Hi Vince,
Working code is always a good start
Once you get that you can then go back and re-factor to make it clean. So these comments are only meant as constructive suggestions, not trying to put the code down or anything.
First, since this is the Threads and Synchronization forum, I will begin with that. You are sleeping in your processing/background thread, not the GUI thread - this is a
good thing. You don't want to change that. I also like that you are using one of the collections in the java.util.concurrent package for sharing the snake's segments from one thread to the other - I like even more that you are using a Queue implementation. My only issue with that is that I think you are using the wrong queue: a ConcurrentLinkedQueue will probably better match your use case. The BlockingArrayQueue is really used for a produce-consumer situation where you expect one thread to be destructively consuming the Queue while another thread builds it. That doesn't really match your use case. I don't see a scenario where the difference will have an effect on your code - you protected yourself against it pretty well, but I think the intent would be clearer.
The rest of what I will address is design related. I will take them in pieces:
- There is a lot of repeated code. When you see that you should do your best to refactor it into a method, or re-arrange it so that you only need to call it once. An example is the moveSnake() method. There are a number of conditions (one for each direction), but all of the code in them is identical except the initial increment of the X or Y position. So you could change it to something like this:
That's 25ish lines of code shorter than the method you originally had, does exactly the same thing in the same way, and includes more white space and comments. Every line of code you can remove means fewer bugs.
Note that I used two comments in the method to describe what each section was doing. The fact that I could easily break the task in half like that indicates that could (should?) be made into two separate methods. But that is more your call. Short methods that do one thing makes troubleshooting and adding/changing features easier in the long run.
This method is just one example of the problem, I saw it in several places, so be sure to review the code to see where else you could consolidate the code into methods and fewer lines (if you have 2 or 3 lines of code that you repeat 2 or 3 times, consider making a method out of them, even if you have to pass several parameters in to get it correct).
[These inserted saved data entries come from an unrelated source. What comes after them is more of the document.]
PR #129, opened 2023-06-04
Add retry mechanism for openai API calls

### LINKED ISSUE #115: Add retry mechanism for OpenAI API calls
API calls fail more often than they should; we should add a retry mechanism.

harshkumarchourasia:
Add retrying mechanism for openai api calls. 

Sample use cases
1. `complete = models.text_completion.openai("text-davinci-003", **{"wait_exponential_multiplier":1000, "wait_exponential_max":10000, "stop_max_attempt_number":5})`
2. `complete = models.text_completion.openai("text-davinci-003", **{"wait_random_min":1000, "wait_random_max":10000, "stop_max_attempt_number":5})`

Closes #115

### DIFF
--- a/outlines/models/openai.py
+++ b/outlines/models/openai.py
@@ -184,8 +184,8 @@ def OpenAIEmbeddings(model_name: str):
     """
 
     @functools.partial(outlines.vectorize, signature="()->(s)")
-    def generate(query: str) -> np.ndarray:
-        api_response = call_embeddings_api(model_name, query)
+    async def generate(query: str) -> np.ndarray:
+        api_response = await call_embeddings_api(model_name, query)
         response = api_response["data"][0]["embedding"]
         return np.array(response)
 
@@ -213,8 +213,11 @@ def OpenAIImageGeneration(model_name: str = "", size: str = "512x512"):
 
     """
 
+    def generate(prompt: str, samples: int = 1):
+        return generate_base(prompt, samples)
+
     @functools.partial(outlines.vectorize, signature="(),()->(s)")
-    async def generate(prompt: str, samples: int = 1) -> PILImage:
+    async def generate_base(prompt: str, samples: int) -> PILImage:
         api_response = await call_image_generation_api(prompt, size, samples)
 
         images = []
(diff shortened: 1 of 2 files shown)


brandonwillard (changes requested):
Don't forget to set up `pre-commit` locally.  Also, `retrying` needs to be added to the `dependencies` in `pyproject.toml`.

arunpatro:
I would advise using https://pypi.org/project/backoff/ instead of retying. Backoff seems to have more stars, and I have seen multiple people using it like the official tree-of-thoughts too

brandonwillard:
> I would advise using https://pypi.org/project/backoff/ instead of retying. Backoff seems to have more stars, and I have seen multiple people using it like the official tree-of-thoughts too
> 
> See: https://github.com/ysymyth/tree-of-thought-llm/blob/9f0f986dc30604b83f8d07203cf09b745ada36aa/models.py#L18

Is there a technical/functional/support reason one of these libraries should be used over the other?

arunpatro:
Nothing too technical as of my current knowledge. Just some thoughts based on seeing various implementations of `retrying`. I found another simple and intuitive library - https://github.com/invl/retry (600 stars).  One reason to prefer this one or backoff (2000 stars) is that `retrying` has only 29 stars. 

I feel using backoff or `retry` can create a more intuitive api extension, I can also try creating a PR to compare.

brandonwillard:
> Nothing too technical as of my current knowledge. Just some thoughts based on seeing various implementations of `retrying`. I found another simple and intuitive library - https://github.com/invl/retry (600 stars). One reason to prefer this one or backoff (2000 stars) is that `retrying` has only 29 stars.
> 
> I feel using backoff or `retry` can create a more intuitive api extension, I can also try creating a PR to compare.

Assuming stars as a proxy for something like quality or maturity of the libraries, and that the changes are trivial, they might as well be made here.

rlouf:
I've always thought [tenacity](https://github.com/jd/tenacity) (a fork of `retrying`) was the de facto standard for this, and it seems to be very similar to `backoff`. If there is a technical reason to prefer `backoff`, let's use that. Otherwise we can stick with `tenacity`.

brandonwillard (approved):

PR #130, opened 2023-06-05
Implement Tree of Thoughts using Outlines

arunpatro:
This is a simple implementation of ToT using Outlines for prompt management. Code is inspired from the official implementation from https://github.com/ysymyth/tree-of-thought-llm.


rlouf:
Great! You will have to install [pre-commit](https://pre-commit.com) and run it locally before pushing.

rlouf:
Also please rebase when you're pulling the commits from main instead of merging to keep a clean git history.

arunpatro:
Closing this as this is a little outdated. Will raise another PR with simpler structure, pydantic for Node classes, etc that can represent any generic problem.

PR #136, opened 2023-06-06
Add a flag to support various models

arunpatro:
Without `trust_remote_code` set to `true`, we cannot run models like https://huggingface.co/mosaicml/mpt-7b and falcon. HF mentions to add this flag. See here -> https://huggingface.co/docs/transformers/custom_models#using-a-model-with-custom-code


arunpatro:
I accidentally added another file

- Most importantly: You have basically one super class which does everything. It is your GUI, holds your data, runs the game logic, etc... It has some inner classes that sort of break the functionality up, but you don't go far enough. Try to break your code up into tiny little pieces, where each piece can take care of itself. For example, you have a class for the Snake's XY segments, but you do a lot of work on the segments in the main class.
My suggestion would be to see if you could pull all of the methods and functionality out of the main class - make a new class which:
-- holds a collection of the snake segments
-- runs the thread which moves the snake
-- has the methods for adding and removing segments
-- has the methods for initializing the length of the snake
-- has the methods for clearing the snake (at game's end)
-- has the methods for moving the snake
-- has the methods for setting speed and length of the snake
Essentially, does
everything that the snake requires
except drawing it. Then come up with a third class which knows how to draw the snake, and has a
public void paintSnake(Graphics g, Snake s) method which your main class can delegate to.
If you do this successfully, think about doing it for all the other 'things' in your game: Food, Wall, GameBoard, Scoreboard. Each Thing has a class for all the data it needs and the methods to manage that data, and a second class which knows how to paint the Thing. Then your main class simply manages these Things (makes sure each Thing has access to the other Things it needs, that they get created when required, started, stopped, destroyed, etc...), and delegates painting to the ThingPainter classes.